Patience is a virtue if you decide to climb the corporate ladder. One does not just skip from an entry level clerk to CEO. You must do your time and kiss bottoms you’d rather not kiss and engage in pointless conversations around water bubblers and in board rooms. You must sign on dotted lines in blue ink, and wear pantyhose and blazers with shoulder pads. You must know the correct time to say, “Yes sir,” and the correct time to say, “That’s a godawful idea.” You must primp yourself and smile politely and endure countless hours of sitting in a dull, grey cubicle. Your hips will become unbearably tight. You might develop a hunchback. You will find joy in very small things: a new pencil eraser or cheap gas. You will live and breathe and smile and eat dry lemon chicken in a sparsely furnished break room, because you have ceased to be a person. You are a patient. And as a patient, you must know the value of patience. What you probably don't know is that patience is a journey that never ends. When you get to one destination, you’re always hankering for the next and if you’re too patient, you might not ever get there.
My father once said he is a bad waiter. I immediately thought of an Olive Garden, complete with crumbs beneath sticky tables and cheap, Costco wine. The wait staff dressed in black, plopping reheated bread sticks in the middle of a long table where a large, lower-middle-class family eagerly waits to stuff themselves with processed carbs. “Fill up!” a woman says to her many ratty children, “these are endless bread sticks. Eat all you want!” The kids cheer, dive into the steamy, soft bread, and manically laugh as their blood sugar spikes. Later that night, they will all endure a sugar crash, their parents satisfied by a successful night out with only one marinara stained shirt and two broken dinner plates.
What my father meant is that he is bad at waiting. I wondered if impatience is a genetic trait, if it is a dominant or recessive gene, how it would look in one of those Punnett squares we filled out in AP biology, back when I believed school was the most important thing in life; back when I thought a 4.0 GPA meant something; back when I thought I’d surely need to retain some shred of literacy regarding fruit flies and tectonic plates in order to be a semi-successful adult.
Sadly, adult life is less about the facts we memorized in grade school, and more about the people we know, the people we love, the people we work with, and the people we work for.
Patience is a virtue if you know what you’re working toward.

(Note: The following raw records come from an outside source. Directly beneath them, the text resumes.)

PR #5128, opened 2016-03-07
[WIP]Feature/meeting view

chennan47:
<b>Purpose</b>
Change the meeting page's project download count to project view and downloads count.

Solves https://openscience.atlassian.net/browse/OSF-4999


website/project/model.py
```diff
@@ -860,6 +860,7 @@ class Node(GuidStoredObject, AddonModelMixin, IdentifierMixin):
     primary_institution = fields.ForeignField('institution')
 
     affiliated_institutions = fields.ForeignField('institution', list=True)
+    visit = fields.IntegerField(default=0)
```
mfraezz: Do we want to keep track of visits on all nodes, or just visits to the materials submitted to conferences?

chennan47: just the nodes that belongs to conferences

website/conferences/views.py
```diff
@@ -148,6 +148,7 @@ def _render_conference_node(node, idx, conf):
             ).limit(1)
         ).wrapped()
         download_count = record.get_download_count()
+        view_and_download = download_count + node.visit
```
mfraezz: `download_count` would be superfluous with these changes; it's not used anywhere other than this line, so it could be changed to `view_and_download = record.get_download_count() + node.visit`

scripts/meeting_visit_count.py
```diff
@@ -0,0 +1,46 @@
...
+from website import settings
+from website.app import init_app
+from website.models import Tag, Conference
+from scripts import utils as scripts_utils
+
+logger = logging.getLogger(__name__)
+logging.basicConfig(level=logging.INFO)
+
+
+def main(dry_run=True):
```
mfraezz: It seems like it might make more sense to keep track of the visits elsewhere rather than to run this script every day.

chennan47: How?

website/conferences/views.py
chennan47: fixed in 8cb08e8

website/project/model.py
mfraezz: It looks like the only way of determining what is or is not a conference submission is by [node's tags](https://github.com/CenterForOpenScience/osf.io/blob/develop/website/conferences/views.py#L225)

chennan47: Yes

mfraezz: That seems like a fragile connection, but I guess it makes withdrawing something from a conference easy.

Rather than a script to update this every day, it might be better to add a `StringField` indicating whether the node is connected to a conference (`'<conf_name>'` if so, `None` or `''` if not), and then increment `.visit` in the file view function when the submitted materials are viewed iff `node.conference_submission`.

scripts/meeting_visit_count.py
mfraezz: See [this comment](https://github.com/CenterForOpenScience/osf.io/pull/5128/files#r55255193)

mfraezz: The script would still need to do what it's doing, and would also need to update a field on nodes submitted to any conference, but would only have to be run once. I have little experience with piwik, but it seems like we would want to limit the number of times we have to make that request for all Conference-type nodes.

website/project/model.py
mfraezz: You could still calculate submissions by tags, but this would also (going forward) tell you whether or not a give node was ever connected to a conference, and would be helpful in fixing submissions with their tags erroneously removed.

mfraezz: Also, the Jira ticket seems to imply that this should be counting the views on the materials submitted to the conference, not the node containing them.

chennan47: If a conference tag is removed from a project, that project won't even be showing up in the meeting's page. To collect the visit count of that is meaningless then.

mfraezz: That could be fixed with something like
```python
if node.conference_submission and node.conference_submission in node.tags:
    node.visit += 1
    node.save()
```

Patience is useful on a long flight in the middle seat, when the rotund man next to you starts snoring during an episode of Family Feud. Patience is irrelevant if we’re talking about unanswerable life questions, like where the universe ends, or if it does, or whether lemon pepper or paprika is best suited to season chicken. Patience is a crutch if produced in excess, like acne that sprouts from too oily skin. If we are too patient, we will never rock the boat, never upset the domino that topples the rest, never move from the bottom rung, never declare, “I want to be a writer,” and pursue that dream with every ounce of our being.
Patience is okay, I guess, but it simply doesn’t suit my constitution, doesn’t run in the family, doesn’t seem all that useful for someone like me, the daughter of a bad waiter, the baby determined to be here, now. The woman who is bored by minutiae, who hates cooking and general domesticity, who needs a creative outlet like she needs air, and the freedom to run far and fast just to feel something.
P.S. Read about how patience can "radically" increase your chance of being successful at work, read The Power of Patience by M.J. Ryan, or listen to Guns n' Roses sing Patience.